Wegen dieser Vielzahl möglicher Auslöser läuft die Behandlung meist nach dem Motto „Einfach mal alles ausprobieren“, oder das Problem wird völlig ignoriert. Nach zwei Jahren, während der Mery erfolglos versucht hatte, Penis-in-Vagina-Sex zu haben, und sich von mehreren Ärzt:innen hatte untersuchen lassen, bekam sie endlich eine Diagnose: Vestibulodynie, eine Form der Vulvodynie, die chronische Schmerzen in der Nähe der vaginalen Öffnung verursacht, und Vaginismus, der dafür sorgt, dass sich die Wände der Vagina unfreiwillig zusammenziehen, vermutlich aufgrund von Muskelkrämpfen. Dadurch können penetrativer Sex und andere Dinge – wie das Einführen eines Tampons oder die gynäkologische Untersuchung – unglaublich schmerzhaft sein. Vaginismus gehört zu den genito-pelvinen Schmerz-Penetrationsstörungen und wird in zwei Kategorien unterteilt: primär (von Geburt an) und sekundär (mit späterem Auslöser).

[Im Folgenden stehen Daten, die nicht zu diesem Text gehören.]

PR #719, opened 2026-05-21
Fix issue 710

### LINKED ISSUE #710: Bug in Stream2TimeSeriesEnsemble and Stream2SeismogramEnsemble
I am pretty sure there is a serious bug in Stream2TimeSeriesEnsemble and by association Stream2SeismogramEnsemble.    Neither sets the ensemble live attribute of the return.  As a result the output is always marked dead.   I encountered this with this section of code while experimenting with the new s3 reader using the earthscope sdk.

Am Tag ihrer Diagnose bekam Mery eine Info-Broschüre und wurde dann nach Hause geschickt. „Ich zitterte“, erinnert sie sich. „Die Ärztin sagte zu mir: ‚Sie werden ein furchtbares Sexleben haben.‘“
Einer der Gründe dafür, warum sich Vaginismus so einsam anfühlen kann, ist die Tatsache, dass unsere Welt enorm heteronormativ geprägt ist. Das heißt: Lust und Leidenschaft werden oft mit penetrativem, Penis-in-Vagina-Sex verbunden – und wenn jemand dazu nicht fähig ist, wird automatisch davon ausgegangen, diese Person könne eben keinen guten Sex haben. Sex muss aber selbst für Menschen mit Vulva nicht zwangsläufig eine Penetration erfordern, denn Lust lässt sich auf viele Arten ausleben. Tatsächlich empfinden Menschen mit Vagina externe Stimulation sogar meist als intensiver als interne, meint die klinische Fachärztin Kirsten Pickard von der amerikanischen Gesundheitsorganisation FOLX Health. „Es gibt viele Möglichkeiten, Befriedigung und Lust zu erleben, ganz ohne Eindringen.“ Sie ergänzt: „Teil des Problems ist, dass wir die Unfähigkeit zur Penetration oder den fehlenden Wunsch danach als ‚krank‘ oder ‚falsch‘ empfinden.“ Vaginismus und andere Penetrationsstörungen gelten als sexuelle Funktionsstörungen; viele Betroffene mit Vulva haben aber nicht das Gefühl, „funktionsgestört“ zu sein.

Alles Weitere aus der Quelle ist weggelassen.